• **Task statement**: Lines below that include "frontend" are the answer; copy each one.

(Stored items)
————————
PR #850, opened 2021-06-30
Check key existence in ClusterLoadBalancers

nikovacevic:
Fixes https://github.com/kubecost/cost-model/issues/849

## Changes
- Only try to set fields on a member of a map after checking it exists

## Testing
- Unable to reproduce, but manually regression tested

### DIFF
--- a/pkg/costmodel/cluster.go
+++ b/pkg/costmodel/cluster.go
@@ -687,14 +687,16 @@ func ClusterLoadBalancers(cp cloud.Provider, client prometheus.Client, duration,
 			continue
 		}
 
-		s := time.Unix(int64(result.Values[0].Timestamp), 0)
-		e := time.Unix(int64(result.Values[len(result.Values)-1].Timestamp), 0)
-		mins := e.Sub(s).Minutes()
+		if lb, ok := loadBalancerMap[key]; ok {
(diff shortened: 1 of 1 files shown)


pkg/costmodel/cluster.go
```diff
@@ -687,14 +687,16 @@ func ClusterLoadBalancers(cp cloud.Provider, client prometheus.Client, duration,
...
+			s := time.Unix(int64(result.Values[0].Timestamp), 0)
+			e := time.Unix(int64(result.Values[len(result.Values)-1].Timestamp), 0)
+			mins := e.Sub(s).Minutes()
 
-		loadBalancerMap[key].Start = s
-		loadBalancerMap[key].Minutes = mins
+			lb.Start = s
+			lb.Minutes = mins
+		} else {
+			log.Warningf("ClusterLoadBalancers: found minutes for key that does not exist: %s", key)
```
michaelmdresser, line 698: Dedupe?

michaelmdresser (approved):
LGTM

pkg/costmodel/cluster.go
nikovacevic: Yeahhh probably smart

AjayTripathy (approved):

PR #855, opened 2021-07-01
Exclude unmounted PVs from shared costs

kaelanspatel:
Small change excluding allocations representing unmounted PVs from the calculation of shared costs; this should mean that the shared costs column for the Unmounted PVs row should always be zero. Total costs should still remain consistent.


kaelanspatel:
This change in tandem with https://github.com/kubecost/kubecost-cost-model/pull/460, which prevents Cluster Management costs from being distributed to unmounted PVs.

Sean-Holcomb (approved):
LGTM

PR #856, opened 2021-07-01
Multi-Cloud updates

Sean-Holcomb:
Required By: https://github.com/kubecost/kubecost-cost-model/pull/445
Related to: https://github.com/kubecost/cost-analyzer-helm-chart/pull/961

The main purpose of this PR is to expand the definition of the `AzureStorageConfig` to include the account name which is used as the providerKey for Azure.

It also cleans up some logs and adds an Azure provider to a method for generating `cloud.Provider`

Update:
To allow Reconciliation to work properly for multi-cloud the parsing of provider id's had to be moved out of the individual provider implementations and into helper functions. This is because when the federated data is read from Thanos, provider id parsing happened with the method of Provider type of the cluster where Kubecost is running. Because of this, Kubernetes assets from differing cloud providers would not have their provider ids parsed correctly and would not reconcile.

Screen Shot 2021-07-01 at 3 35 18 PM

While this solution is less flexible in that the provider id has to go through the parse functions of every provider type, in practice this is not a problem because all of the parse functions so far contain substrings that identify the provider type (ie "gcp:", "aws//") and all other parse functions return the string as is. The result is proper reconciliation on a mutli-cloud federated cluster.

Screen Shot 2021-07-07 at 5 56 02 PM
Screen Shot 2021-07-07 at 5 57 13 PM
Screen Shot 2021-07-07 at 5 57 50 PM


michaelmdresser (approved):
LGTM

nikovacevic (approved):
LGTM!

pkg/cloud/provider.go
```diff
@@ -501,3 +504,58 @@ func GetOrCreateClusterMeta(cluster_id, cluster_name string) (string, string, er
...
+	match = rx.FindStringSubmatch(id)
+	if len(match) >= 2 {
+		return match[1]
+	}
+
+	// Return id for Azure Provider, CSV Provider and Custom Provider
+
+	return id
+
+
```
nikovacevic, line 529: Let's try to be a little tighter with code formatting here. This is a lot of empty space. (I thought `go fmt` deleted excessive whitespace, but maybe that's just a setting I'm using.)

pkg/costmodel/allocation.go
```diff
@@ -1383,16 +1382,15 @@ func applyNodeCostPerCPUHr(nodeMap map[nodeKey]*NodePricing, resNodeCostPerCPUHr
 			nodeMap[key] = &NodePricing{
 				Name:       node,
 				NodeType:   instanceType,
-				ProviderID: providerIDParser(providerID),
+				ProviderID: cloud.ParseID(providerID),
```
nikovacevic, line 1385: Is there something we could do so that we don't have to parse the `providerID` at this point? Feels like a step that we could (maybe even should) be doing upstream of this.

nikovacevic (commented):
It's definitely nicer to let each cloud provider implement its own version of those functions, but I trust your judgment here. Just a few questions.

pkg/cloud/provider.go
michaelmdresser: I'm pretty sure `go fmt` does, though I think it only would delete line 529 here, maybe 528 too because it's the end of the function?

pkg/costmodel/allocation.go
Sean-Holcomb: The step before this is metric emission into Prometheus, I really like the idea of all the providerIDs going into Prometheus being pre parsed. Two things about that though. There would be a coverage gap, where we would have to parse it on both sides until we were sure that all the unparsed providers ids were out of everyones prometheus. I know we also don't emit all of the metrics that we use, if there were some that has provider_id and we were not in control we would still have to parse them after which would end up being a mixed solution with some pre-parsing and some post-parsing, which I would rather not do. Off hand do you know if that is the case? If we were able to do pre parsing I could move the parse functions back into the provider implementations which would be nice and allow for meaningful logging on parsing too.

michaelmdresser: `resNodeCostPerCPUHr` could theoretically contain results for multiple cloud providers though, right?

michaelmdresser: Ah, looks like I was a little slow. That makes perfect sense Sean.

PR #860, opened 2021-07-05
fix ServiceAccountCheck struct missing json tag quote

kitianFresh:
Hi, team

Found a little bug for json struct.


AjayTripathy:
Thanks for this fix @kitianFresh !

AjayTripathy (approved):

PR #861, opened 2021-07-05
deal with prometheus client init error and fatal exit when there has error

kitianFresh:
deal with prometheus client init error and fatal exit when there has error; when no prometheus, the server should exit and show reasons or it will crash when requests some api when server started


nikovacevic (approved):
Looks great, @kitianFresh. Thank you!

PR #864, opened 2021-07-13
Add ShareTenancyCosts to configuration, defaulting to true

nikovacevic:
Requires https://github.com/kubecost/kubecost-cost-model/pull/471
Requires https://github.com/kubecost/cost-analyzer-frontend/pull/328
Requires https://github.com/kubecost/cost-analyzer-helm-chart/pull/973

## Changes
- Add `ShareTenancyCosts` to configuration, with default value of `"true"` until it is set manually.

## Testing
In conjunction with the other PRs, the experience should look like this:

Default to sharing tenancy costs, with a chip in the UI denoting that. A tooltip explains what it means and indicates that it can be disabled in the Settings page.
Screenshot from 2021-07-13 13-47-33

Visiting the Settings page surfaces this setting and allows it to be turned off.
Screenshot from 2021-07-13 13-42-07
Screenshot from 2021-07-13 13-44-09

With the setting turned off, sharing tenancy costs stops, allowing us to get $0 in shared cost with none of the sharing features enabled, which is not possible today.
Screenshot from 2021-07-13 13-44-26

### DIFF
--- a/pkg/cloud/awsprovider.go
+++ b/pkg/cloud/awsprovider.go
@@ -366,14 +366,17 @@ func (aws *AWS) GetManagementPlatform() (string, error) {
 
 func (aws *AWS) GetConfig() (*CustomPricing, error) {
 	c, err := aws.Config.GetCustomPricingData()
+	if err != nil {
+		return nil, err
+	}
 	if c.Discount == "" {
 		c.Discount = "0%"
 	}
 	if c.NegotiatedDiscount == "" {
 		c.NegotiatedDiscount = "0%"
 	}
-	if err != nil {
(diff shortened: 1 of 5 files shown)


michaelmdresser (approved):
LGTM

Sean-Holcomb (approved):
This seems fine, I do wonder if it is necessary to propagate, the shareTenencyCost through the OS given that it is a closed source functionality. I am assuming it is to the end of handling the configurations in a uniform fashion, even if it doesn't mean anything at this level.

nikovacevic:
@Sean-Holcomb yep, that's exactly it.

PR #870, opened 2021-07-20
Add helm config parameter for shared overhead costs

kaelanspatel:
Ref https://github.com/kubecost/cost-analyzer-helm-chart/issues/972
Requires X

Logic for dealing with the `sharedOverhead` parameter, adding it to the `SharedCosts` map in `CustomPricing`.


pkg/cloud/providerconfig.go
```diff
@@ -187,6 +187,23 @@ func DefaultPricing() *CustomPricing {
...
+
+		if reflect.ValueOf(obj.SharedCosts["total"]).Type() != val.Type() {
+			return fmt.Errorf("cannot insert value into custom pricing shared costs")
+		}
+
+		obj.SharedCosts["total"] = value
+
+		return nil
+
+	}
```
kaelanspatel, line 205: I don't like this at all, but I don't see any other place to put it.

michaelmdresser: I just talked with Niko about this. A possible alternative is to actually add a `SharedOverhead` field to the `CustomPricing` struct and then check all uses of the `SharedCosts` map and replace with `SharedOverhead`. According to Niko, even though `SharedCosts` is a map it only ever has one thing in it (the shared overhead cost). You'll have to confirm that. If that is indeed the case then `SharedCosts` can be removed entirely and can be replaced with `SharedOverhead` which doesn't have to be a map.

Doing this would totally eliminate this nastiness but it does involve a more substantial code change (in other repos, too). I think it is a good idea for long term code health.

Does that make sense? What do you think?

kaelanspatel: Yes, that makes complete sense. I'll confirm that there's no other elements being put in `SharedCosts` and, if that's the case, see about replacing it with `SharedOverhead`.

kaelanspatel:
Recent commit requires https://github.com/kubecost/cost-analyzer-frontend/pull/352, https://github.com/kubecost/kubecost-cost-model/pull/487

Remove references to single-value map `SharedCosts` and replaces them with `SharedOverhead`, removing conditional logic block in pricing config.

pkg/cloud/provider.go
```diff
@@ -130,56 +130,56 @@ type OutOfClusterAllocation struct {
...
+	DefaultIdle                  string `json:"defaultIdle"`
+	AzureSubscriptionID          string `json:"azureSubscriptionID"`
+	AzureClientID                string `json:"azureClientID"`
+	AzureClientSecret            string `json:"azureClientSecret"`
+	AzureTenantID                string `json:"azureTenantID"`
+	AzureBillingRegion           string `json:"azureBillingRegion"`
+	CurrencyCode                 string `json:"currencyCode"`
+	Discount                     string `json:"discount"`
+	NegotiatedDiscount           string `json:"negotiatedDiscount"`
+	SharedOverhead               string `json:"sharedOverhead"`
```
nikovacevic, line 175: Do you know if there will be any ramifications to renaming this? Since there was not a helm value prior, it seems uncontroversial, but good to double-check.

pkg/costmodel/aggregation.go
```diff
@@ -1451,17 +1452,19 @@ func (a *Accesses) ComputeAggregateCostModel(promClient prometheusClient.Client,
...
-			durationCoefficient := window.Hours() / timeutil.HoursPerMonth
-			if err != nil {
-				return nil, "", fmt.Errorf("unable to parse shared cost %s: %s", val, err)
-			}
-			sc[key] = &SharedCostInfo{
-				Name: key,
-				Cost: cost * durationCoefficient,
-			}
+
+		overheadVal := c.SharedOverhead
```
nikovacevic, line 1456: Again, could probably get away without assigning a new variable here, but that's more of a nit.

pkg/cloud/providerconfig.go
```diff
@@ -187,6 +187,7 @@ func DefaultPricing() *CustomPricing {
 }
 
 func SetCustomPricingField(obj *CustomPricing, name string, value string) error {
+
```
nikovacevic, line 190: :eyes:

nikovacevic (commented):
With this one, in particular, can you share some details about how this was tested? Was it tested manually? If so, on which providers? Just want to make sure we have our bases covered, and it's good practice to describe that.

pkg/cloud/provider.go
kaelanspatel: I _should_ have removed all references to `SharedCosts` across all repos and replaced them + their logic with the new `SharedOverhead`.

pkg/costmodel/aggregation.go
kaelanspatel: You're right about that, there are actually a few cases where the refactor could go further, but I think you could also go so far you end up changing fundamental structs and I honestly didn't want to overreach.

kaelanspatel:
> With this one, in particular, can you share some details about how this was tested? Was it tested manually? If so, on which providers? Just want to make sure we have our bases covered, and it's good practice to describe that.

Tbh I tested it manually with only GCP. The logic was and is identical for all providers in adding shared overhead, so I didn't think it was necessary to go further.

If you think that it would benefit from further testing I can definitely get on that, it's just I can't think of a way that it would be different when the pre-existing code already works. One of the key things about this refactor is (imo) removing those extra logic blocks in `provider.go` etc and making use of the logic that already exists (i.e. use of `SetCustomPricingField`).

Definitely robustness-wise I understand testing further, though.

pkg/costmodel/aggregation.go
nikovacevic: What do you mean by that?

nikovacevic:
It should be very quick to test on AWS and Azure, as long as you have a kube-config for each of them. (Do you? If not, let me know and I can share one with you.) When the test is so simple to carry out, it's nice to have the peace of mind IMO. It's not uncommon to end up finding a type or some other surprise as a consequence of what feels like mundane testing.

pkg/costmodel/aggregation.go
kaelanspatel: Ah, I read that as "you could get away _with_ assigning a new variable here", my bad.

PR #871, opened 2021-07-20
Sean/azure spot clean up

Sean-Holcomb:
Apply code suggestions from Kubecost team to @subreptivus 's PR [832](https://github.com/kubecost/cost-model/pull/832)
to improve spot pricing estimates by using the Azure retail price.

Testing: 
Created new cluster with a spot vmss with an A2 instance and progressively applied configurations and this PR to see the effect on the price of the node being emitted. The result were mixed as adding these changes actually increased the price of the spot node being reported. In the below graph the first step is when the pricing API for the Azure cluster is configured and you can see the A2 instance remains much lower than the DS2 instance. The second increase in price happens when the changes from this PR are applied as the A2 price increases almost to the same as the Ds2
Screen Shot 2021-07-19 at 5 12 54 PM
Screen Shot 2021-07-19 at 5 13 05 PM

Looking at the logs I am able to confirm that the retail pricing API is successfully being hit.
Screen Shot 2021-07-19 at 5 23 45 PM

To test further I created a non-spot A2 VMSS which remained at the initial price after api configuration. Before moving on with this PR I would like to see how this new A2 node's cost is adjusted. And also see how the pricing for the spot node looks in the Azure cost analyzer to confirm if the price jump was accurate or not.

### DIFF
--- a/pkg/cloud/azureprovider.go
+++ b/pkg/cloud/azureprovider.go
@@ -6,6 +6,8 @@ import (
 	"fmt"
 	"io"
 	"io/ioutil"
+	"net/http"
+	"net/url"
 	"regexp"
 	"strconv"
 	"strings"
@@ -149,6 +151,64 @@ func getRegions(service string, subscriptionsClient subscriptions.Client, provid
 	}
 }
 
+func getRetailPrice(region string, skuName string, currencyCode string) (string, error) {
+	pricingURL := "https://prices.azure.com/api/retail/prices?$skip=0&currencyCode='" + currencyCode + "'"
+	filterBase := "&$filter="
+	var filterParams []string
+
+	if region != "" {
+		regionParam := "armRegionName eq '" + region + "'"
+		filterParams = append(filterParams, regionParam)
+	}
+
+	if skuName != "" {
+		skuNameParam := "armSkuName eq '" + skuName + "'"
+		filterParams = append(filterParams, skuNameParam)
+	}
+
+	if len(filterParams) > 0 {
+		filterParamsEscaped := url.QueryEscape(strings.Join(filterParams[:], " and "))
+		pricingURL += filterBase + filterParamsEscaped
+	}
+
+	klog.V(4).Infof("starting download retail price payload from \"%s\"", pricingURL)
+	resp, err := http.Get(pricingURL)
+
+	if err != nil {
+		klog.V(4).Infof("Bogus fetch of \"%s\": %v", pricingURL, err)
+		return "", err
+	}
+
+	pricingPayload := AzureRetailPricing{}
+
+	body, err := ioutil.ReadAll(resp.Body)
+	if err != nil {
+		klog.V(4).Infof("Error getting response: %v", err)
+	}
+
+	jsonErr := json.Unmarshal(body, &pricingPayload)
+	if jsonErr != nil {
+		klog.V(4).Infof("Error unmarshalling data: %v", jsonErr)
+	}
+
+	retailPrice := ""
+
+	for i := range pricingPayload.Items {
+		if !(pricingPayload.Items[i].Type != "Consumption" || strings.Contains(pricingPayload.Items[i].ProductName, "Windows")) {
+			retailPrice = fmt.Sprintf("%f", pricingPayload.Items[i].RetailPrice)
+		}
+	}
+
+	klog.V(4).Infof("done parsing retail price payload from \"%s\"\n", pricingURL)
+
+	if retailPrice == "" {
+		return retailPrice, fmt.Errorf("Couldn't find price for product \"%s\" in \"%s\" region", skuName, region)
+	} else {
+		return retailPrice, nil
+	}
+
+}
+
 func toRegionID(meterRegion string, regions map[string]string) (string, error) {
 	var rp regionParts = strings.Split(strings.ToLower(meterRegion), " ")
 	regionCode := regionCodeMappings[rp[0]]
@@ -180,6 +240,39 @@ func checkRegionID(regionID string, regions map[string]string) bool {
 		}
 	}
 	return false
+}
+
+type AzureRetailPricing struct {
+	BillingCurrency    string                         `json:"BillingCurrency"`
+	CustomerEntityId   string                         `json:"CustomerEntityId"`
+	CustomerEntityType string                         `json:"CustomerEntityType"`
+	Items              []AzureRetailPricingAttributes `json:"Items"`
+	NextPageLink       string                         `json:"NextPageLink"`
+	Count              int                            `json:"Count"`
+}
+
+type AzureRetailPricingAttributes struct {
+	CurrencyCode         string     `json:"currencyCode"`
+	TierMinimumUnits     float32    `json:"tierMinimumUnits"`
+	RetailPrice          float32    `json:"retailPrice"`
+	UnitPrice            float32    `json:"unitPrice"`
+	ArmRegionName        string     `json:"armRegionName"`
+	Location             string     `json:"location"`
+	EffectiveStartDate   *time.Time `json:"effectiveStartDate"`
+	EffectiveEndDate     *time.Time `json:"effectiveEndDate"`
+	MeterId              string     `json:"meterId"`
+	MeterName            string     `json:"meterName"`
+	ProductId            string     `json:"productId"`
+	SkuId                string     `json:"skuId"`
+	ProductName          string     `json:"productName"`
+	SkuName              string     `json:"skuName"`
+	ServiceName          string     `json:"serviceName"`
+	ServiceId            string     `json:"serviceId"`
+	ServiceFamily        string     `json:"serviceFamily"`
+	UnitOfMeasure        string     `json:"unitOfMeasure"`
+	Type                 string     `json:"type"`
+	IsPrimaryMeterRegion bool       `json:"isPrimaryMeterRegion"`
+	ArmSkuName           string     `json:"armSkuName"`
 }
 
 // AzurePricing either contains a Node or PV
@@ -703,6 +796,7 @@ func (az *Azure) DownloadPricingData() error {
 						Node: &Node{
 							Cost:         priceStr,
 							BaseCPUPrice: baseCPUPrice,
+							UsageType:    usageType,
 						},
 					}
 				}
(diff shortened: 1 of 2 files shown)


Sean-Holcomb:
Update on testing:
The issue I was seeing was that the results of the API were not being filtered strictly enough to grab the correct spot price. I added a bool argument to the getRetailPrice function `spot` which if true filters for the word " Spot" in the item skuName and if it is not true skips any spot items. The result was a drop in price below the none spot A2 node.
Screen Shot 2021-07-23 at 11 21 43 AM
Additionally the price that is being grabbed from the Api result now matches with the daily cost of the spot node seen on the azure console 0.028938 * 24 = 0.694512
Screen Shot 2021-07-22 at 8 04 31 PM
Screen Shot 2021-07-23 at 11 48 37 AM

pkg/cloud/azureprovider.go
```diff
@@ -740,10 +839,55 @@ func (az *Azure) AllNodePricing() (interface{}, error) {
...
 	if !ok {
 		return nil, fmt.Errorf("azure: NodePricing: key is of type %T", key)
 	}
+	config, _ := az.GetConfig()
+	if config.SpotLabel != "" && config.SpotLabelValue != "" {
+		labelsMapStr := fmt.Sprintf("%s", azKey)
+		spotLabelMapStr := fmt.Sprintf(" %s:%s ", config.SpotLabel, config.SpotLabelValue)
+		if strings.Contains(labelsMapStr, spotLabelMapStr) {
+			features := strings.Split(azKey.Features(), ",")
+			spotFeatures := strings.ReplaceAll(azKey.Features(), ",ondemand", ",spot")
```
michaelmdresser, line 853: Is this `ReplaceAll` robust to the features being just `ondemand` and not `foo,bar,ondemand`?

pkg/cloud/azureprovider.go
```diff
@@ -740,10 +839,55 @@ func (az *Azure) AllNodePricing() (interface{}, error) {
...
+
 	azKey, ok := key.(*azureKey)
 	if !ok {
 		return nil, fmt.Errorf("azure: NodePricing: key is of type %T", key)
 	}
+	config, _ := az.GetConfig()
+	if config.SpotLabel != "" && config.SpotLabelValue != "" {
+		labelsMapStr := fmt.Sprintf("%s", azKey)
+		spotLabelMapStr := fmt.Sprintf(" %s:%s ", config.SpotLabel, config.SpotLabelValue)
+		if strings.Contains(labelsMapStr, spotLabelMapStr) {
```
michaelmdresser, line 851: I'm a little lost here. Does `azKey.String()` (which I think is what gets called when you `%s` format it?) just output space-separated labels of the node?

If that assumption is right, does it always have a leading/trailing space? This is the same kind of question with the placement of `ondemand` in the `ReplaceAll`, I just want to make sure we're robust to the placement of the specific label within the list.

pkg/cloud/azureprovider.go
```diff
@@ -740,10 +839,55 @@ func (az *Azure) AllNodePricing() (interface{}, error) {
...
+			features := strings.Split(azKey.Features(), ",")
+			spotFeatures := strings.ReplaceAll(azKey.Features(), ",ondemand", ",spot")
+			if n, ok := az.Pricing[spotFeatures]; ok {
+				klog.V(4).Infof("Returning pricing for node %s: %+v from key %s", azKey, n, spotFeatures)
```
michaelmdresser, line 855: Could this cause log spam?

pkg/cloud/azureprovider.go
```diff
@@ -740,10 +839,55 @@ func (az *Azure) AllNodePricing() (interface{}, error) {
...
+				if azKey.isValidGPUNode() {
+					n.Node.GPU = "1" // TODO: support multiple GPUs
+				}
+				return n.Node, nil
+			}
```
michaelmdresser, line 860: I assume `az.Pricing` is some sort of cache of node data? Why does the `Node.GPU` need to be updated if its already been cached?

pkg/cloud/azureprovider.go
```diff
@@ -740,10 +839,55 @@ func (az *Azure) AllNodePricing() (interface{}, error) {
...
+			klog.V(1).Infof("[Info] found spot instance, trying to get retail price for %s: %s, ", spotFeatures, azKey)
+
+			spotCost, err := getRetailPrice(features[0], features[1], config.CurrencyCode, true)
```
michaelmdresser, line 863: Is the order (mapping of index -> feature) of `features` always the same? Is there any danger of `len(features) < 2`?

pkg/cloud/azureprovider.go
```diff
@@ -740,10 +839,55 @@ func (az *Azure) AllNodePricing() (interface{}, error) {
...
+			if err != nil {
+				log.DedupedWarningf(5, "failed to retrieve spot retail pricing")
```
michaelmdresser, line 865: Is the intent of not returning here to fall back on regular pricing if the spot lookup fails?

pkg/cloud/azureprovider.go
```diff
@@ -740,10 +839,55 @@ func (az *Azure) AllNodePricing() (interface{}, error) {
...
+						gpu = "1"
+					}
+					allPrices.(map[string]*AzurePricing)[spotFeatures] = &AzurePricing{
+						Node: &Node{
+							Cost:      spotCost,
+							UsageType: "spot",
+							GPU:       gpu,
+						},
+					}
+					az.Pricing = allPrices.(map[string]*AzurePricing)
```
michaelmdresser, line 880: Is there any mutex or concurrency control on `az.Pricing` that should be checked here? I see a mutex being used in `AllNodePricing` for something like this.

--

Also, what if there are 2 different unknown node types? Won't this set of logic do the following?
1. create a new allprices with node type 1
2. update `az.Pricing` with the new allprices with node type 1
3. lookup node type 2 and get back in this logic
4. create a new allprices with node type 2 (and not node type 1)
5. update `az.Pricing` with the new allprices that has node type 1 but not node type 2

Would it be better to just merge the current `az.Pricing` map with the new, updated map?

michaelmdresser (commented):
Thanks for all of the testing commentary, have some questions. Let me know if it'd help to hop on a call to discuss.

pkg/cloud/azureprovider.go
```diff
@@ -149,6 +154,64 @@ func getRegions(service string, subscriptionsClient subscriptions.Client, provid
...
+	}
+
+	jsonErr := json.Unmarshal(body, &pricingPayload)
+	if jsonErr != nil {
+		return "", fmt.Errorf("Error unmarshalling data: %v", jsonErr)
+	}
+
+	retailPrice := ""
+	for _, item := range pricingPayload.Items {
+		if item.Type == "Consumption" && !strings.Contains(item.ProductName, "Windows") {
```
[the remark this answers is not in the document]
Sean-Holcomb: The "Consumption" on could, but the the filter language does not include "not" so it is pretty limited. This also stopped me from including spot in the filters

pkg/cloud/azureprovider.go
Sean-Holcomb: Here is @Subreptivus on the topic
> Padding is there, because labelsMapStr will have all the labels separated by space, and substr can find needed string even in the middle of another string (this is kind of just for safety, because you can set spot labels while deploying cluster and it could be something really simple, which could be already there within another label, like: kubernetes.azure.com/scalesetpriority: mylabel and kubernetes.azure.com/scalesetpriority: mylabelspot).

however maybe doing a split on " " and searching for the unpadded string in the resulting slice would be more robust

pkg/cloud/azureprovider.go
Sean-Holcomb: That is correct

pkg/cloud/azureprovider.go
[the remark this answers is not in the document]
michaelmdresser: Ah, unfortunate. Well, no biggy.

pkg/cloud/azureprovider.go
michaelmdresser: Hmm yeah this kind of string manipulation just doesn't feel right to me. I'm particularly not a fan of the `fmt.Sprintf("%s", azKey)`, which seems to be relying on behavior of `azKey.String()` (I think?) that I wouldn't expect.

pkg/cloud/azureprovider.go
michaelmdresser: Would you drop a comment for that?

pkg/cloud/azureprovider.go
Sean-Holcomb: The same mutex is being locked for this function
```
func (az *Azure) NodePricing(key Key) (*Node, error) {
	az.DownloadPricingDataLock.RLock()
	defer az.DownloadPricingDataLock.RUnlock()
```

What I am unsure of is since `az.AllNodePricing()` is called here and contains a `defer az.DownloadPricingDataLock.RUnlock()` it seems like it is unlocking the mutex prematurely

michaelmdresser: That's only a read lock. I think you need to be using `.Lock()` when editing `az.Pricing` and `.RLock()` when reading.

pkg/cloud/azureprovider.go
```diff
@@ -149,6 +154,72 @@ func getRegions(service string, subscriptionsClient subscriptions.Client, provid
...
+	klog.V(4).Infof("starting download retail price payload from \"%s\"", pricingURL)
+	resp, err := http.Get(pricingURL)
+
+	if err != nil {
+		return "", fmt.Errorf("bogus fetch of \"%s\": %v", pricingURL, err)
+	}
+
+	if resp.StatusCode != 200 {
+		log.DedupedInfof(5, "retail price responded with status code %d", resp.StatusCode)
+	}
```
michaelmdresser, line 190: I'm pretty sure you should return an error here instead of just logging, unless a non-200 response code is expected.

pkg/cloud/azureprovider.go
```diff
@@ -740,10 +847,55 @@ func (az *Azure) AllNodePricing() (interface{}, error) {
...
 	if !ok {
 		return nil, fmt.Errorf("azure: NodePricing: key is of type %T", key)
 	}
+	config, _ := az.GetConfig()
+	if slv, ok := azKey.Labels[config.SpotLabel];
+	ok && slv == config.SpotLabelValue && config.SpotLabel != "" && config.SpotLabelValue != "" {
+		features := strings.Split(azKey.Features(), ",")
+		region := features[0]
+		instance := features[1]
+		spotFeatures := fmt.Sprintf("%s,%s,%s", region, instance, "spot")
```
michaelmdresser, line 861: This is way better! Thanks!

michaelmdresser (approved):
————————
• **Response for this exercise**:
Requires https://github.com/kubecost/cost-analyzer-frontend/pull/328
Recent commit requires https://github.com/kubecost/cost-analyzer-frontend/pull/352, https://github.com/kubecost/kubecost-cost-model/pull/487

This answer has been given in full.